Ostrakismos Nasıl Yapılıyordu?

Çömleklerin kullanıldığı bu dışlanma prosedürü oldukça basitti. Ostrakismos veya çömlek mahkemesi, aşağıdaki şekilde işlerdi:

Her kış, Atina vatandaşları (yani özgür yetişkin erkekler), Agora’da bir araya gelir ve birinin aşırı güçlü olup olmadığını tespit etmek veya bir tiranlık kurabilecek durumda olup olmadığını belirlemek için oy kullanırlardı. Eğer belirli bir çoğunluk ‘evet’ oyu verirse, iki ay sonra aynı topluluk tekrar Agora’da bir araya gelirdi.

İkinci toplantıda, her vatandaş dışlamak istediği kişinin adını kazıdığı bir “Ostrakon” (çömlek parçası) getirirdi. Birden fazla oy atılmaması adına vatandaşlar oylama tamamlanana kadar beklemek zorunda kalırdı.

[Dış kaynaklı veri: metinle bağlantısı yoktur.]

PR #176, opened 2023-10-18
CMDCT-159 Update due date calculation

trancjessica:
### Description

This change 
- adds a method to the create API to calculate the due date for a given **Work Plan** or **SAR** report
- removes the **calculateDueDate** method from the `ui-src` `time` file
- adds tests to verify if a given year is a **leap year** 
- adds tests to verify the due date is calculate correctly for a **Work Plan** or a **SAR** report created in **Period 1** or **Period 2**

### Related ticket(s)

CMDCT-159

Due Date Logic: 
 * WP due date is May 1 for Period 1, and Nov 1 for Period 2
 * SAR due date for Period 1{*}: 60 days from June 30, due date is Aug 29.
 * SAR due date for Period 2{*}: 60 days from December 31(for a non leap year Mar 1, for leap years it’s Feb 29).
 
---
### How to test

1. login as state user
2. create work plan
3. check that the due date is correct

https://github.com/Enterprise-CMCS/macpro-mdct-mfp/assets/9246062/023e2859-5865-43c7-b28c-2c55f494a8f0

Note: I am not sure why my SAR report looks a bit jank and doesn't have a due date on the frontend. Perhaps it is because the WP is not actually completed? Happy to put up more commits if I need to change something to fix this

UPDATED VIDEO!! 😄

https://github.com/Enterprise-CMCS/macpro-mdct-mfp/assets/9246062/874e012c-c7ac-472c-9230-be3805906a25

### Important updates

---
### Author checklist

- [X] I have added [thorough](https://shorturl.at/aejkF) tests, if necessary
- [X] I have updated relevant documentation, if necessary
---


services/app-api/handlers/reports/create.ts
```diff
@@ -242,7 +248,12 @@ export const createReport = handler(
           workPlanMetadata
         ),
         reportYear,
-        reportPeriod: calculatePeriod(currentDate, workPlanMetadata),
+        reportPeriod: reportPeriod,
```
gmrabian, line 251: tip: since the key and value here have the same name you can just write `reportPeriod,` like how the line above is just `reportYear,`!

services/app-api/utils/time/time.ts
```diff
@@ -21,18 +21,80 @@ export const convertDateUtcToEt = (date: number): string => {
...
+  reportType: ReportType
+) => {
+  let date = new Date();
+  if (reportType == ReportType.WP) {
+    reportPeriod == "1"
+      ? (date = new Date(currentYear, 4, 1))
+      : (date = new Date(currentYear, 10, 1));
+  }
+  if (reportType == ReportType.SAR) {
+    if (reportPeriod == "2") {
```
gmrabian, line 87: is the loose equals (double instead of triple =) intentional here? like for reportPeriod being an integer vs. a string?
[docs on loose and strict equals](https://developer.mozilla.org/en-US/docs/Web/JavaScript/Equality_comparisons_and_sameness)

services/app-api/utils/time/time.ts
```diff
@@ -21,18 +21,80 @@ export const convertDateUtcToEt = (date: number): string => {
...
+  var year = date.getFullYear();
+
+  var month = (1 + date.getMonth()).toString();
+  month = month.length > 1 ? month : "0" + month;
+
+  var day = date.getDate().toString();
+  day = day.length > 1 ? day : "0" + day;
+
+  return month + "/" + day + "/" + year;
+};
```
gmrabian, line 63: Some thoughts:
1. Is `var` making a comeback? 😵 
2. Suggestion: string interpolation (combining with backticks) instead of concatenation (with pluses)
  \`${month}/${day}/${year}\` etc.

services/app-api/utils/time/time.ts
```diff
@@ -21,18 +21,80 @@ export const convertDateUtcToEt = (date: number): string => {
...
 /*
- * Calculates the period given a due date.
+ * Calculates the period given the current date.
  * The periods are defined as follows:
  *     Period 1 is from 01/01 to 06/30.
  *     Period 2 is from 07/01 to 12/31.
  */
-export const calculatePeriod = (dueDate: number, workPlan?: ReportMetadata) => {
+export const calculatePeriod = (
+  currentDate: number,
```
gmrabian, line 30: currentDate seems like a funny thing to pass in when you could just use Date.now() 🤔 
I know we get Date.now() in create.ts so we can pass it in easily, just thinking out loud. Does it hurt to calculate it here as well?

gmrabian (commented):
Lovely tests ✨ 😁 

The rest is my brain sometimes side-tracking, sometimes exploding. Feel free to enjoy or ignore at your leisure 🙃

services/app-api/utils/time/time.ts
gmrabian: There also seems to be some funny logic in general around dates and years sometimes be calculated and sometimes coming from metadata. Perhaps a larger thing to think about (or totally ignore 👍)

services/app-api/utils/time/time.ts
trancjessica: 1. Is `var` making a comeback? Not intentionally 😅 I can use `let` instead 😄
2. good suggestion!! i will revise this with the backticks

services/app-api/utils/time/time.ts
trancjessica: > There also seems to be some funny logic in general around dates and years sometimes be calculated and sometimes coming from metadata. Perhaps a larger thing to think about (or totally ignore 👍)

ohhh hmmm very good point.... I will have to think about this one some more

> currentDate seems like a funny thing to pass in when you could just use Date.now() 🤔
I know we get Date.now() in create.ts so we can pass it in easily, just thinking out loud. Does it hurt to calculate it here as well?

true. we could just calculate `Date.now()` here. also it looks like we only need the month here? so maybe we could pass in the month from create.ts? lots of paths here 🤔

services/app-api/handlers/reports/create.ts
trancjessica: ohhh nice! that's good to know!

services/app-api/utils/time/time.ts
trancjessica: it is not intentional 😅 reading the doc 😄

trancjessica: period is meant to be a number :D so I will update this to be a strict equals and update the `"1"` and `"2"` to be numbers :)

services/app-api/utils/time/time.ts
```diff
@@ -21,18 +21,80 @@ export const convertDateUtcToEt = (date: number): string => {
...
   return period.toString();
 };
 
+/**
+ * Calculates if the given year is a leap year
+ * @param year The year.
+ * @returns if the given year is a leap year.
+ */
+export const isLeapYear = (year: number) => {
+  return (year % 4 == 0 && year % 100 != 0) || year % 400 == 0;
```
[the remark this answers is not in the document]
trancjessica: I think strict equals is probably better here? since the parameter `year` is a `number`? in any case, it doesn't hurt to have the strict comparison here :D

services/app-api/utils/time/time.ts
trancjessica: On second thought, I like having the date as a parameter! it makes testing easier 😄 we can pass in a variety of dates and verify that the period is what we expect it to be. That becomes a bit trickier to do if `calculatePeriod` computes `Date.now()` itself

britt-mo:
Do you have the latest from main in this PR?

trancjessica:
> Do you have the latest from main in this PR?

ah, i dont think i do! i can pull the latest changes from main

services/app-api/utils/time/time.ts
gmrabian: true enough!

services/app-api/utils/time/time.ts
```diff
@@ -21,19 +21,78 @@ export const convertDateUtcToEt = (date: number): string => {
...
+  reportPeriod: number,
+  reportType: ReportType
+) => {
+  let date = new Date();
+  if (reportType == ReportType.WP) {
+    reportPeriod === 1
+      ? (date = new Date(currentYear, 4, 1))
+      : (date = new Date(currentYear, 10, 1));
+  }
+  if (reportType == ReportType.SAR) {
```
gmrabian, line 86: suggestion: I'd recommend a strict equals on reportType as well. Doesn't hurt at least!

services/app-api/handlers/reports/create.ts
```diff
@@ -232,8 +239,7 @@ export const createReport = handler(
         ),
         targetPopulations: "Older adults, PD, MH/SUD",
         reportYear,
-        dueDate: currentDate,
-        reportPeriod: calculatePeriod(currentDate, workPlanMetadata),
+        dueDate: calculateDueDate(reportYear, reportPeriod, reportType),
         associatedWorkPlan: workPlanMetadata?.id,
       },
```
gmrabian, line 244: did you mean to remove `reportPeriod`?

trancjessica: whoops! I did not. Good catch! I'll add it back in

ntsummers1 (dismissed):
Looks great!

cassandradanger (approved):
looks good!!

ntsummers1 (approved):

Oylama tamamlandıktan sonra, çömlek parçaları sayılırdı. Eğer çömlek parçalarının sayısı 6.000’den fazla ise, içlerinden en yüksek oy alan kişi belirlenir ve on yıllık sürgünle sonuçlanan dışlanma süreci başlardı. Ancak sürgün edilen kişi, mülkiyet haklarını kaybetmezdi.

Tabii dışlanan kişi hemen sürgüne gönderilmezdi. Dışlanan vatandaşa, işlerini halletmesi ve Atina’yı terk etmesi için on gün süre tanınırdı. Ayrıca, bu on yıllık süreçte dışlanan kişinin vatandaşlığı düşmez ve mülküne dokunulmazdı. Hatta gelirlerine erişimine izin verilirdi.

Bu süre zarfında sürgün edilen kişi, mülkiyet haklarını korur ve mal varlığını kaybetmezdi, bu da sürgünün geçici olduğunu ve kişinin dönüşünün beklenildiğini gösterir. Ancak, sürgün süresince Atina’da bulunmaları kesinlikle yasaktı. Sürgünün amacı, kişinin Atina’daki politik etkisini sınırlamaktı. Dolayısıyla bu süre zarfında dönmeleri, bu amacı boşa çıkarırdı.

Haliyle, dışlanan kişinin hiçbir mazeretle şehre dönemezdi. Dolayısıyla, halk oylamasıyla geri çağrılmadıkça, dışlanan kişiler on yıl boyunca hiçbir koşulda şehre dönemezlerdi. Bu riske rağmen dönenler ise ölüm cezasıyla cezalandırılırdı.

Öte yandan, on yıllık sürgün süresi sona erdikten sonra, kişi tekrar Atina’ya dönebilir ve tüm vatandaşlık haklarına yeniden sahip olurdu. Bu da ostrakismosun nihai amacının, kişinin Atina üzerinde olası tehlikeli etkisini sınırlamak olduğunu, kişiyi cezalandırmak veya mülkiyetini elinden almak olmadığını gösterir.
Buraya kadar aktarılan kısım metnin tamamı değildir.